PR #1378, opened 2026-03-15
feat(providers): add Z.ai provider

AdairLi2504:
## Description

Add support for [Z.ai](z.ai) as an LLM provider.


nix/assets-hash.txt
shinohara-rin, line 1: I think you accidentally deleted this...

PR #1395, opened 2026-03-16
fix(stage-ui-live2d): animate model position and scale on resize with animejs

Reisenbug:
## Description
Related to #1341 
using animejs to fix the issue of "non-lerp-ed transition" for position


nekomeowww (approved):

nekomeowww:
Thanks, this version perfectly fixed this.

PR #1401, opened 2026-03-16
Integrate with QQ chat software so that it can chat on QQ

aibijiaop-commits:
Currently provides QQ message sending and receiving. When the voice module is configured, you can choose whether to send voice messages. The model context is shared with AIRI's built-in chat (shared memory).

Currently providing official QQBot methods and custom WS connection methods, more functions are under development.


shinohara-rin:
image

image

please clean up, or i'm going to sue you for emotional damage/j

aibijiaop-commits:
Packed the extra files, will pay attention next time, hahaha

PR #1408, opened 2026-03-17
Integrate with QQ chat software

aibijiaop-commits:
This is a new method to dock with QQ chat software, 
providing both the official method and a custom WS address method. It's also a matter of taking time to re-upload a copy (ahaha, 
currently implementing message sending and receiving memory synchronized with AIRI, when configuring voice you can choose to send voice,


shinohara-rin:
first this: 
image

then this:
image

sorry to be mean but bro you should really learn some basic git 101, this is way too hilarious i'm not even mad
==
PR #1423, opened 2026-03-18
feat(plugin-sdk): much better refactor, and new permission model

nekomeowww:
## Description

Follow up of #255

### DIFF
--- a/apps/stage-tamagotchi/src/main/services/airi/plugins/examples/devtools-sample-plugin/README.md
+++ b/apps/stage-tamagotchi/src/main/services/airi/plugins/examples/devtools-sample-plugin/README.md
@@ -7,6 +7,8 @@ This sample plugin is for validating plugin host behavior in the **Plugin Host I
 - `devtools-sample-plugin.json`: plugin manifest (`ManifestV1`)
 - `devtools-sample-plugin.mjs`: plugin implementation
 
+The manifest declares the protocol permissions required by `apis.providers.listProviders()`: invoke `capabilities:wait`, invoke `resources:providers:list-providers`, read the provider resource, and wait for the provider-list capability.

* [What is required]: Taking the lines above, repeat exactly those from the line that contains "currently implementing message" through the line that contains "sorry to be", and both of those lines as well. Include nothing else.

* [Response to the task]:
currently implementing message sending and receiving memory synchronized with AIRI, when configuring voice you can choose to send voice,


shinohara-rin:
first this: 
image

then this:
image

sorry to be mean but bro you should really learn some basic git 101, this is way too hilarious i'm not even mad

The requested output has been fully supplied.